Collected data entries
PR #4841, opened 2025-02-09
RPC: Include optional `linked_account` field in account_history, block_info, and blocks_info RPCs

Exxenoz:
This PR adds an optional parameter `include_linked_account` to the account_history, block_info, and blocks_info RPC endpoints.

When enabled, the response will include a new field `linked_account`, which returns the linked account associated with the block (or "0" if no linked account exists/was found e.g. due to pruning). The related tests have been updated accordingly.

**Issues resolved**
This PR is an extension to PR #4833

PR #4842, opened 2025-02-09
Ledger: Use representative for change blocks and epoch signer for epoch blocks in linked_account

# About this exercise
Please reproduce, exactly as written, the lines of the records from the first line through the one containing "PR #4842, opened 2025-02-09".

# Exercise output
PR #4841, opened 2025-02-09
RPC: Include optional `linked_account` field in account_history, block_info, and blocks_info RPCs

Exxenoz:
This PR adds an optional parameter `include_linked_account` to the account_history, block_info, and blocks_info RPC endpoints.

When enabled, the response will include a new field `linked_account`, which returns the linked account associated with the block (or "0" if no linked account exists/was found e.g. due to pruning). The related tests have been updated accordingly.

**Issues resolved**
This PR is an extension to PR #4833

PR #4842, opened 2025-02-09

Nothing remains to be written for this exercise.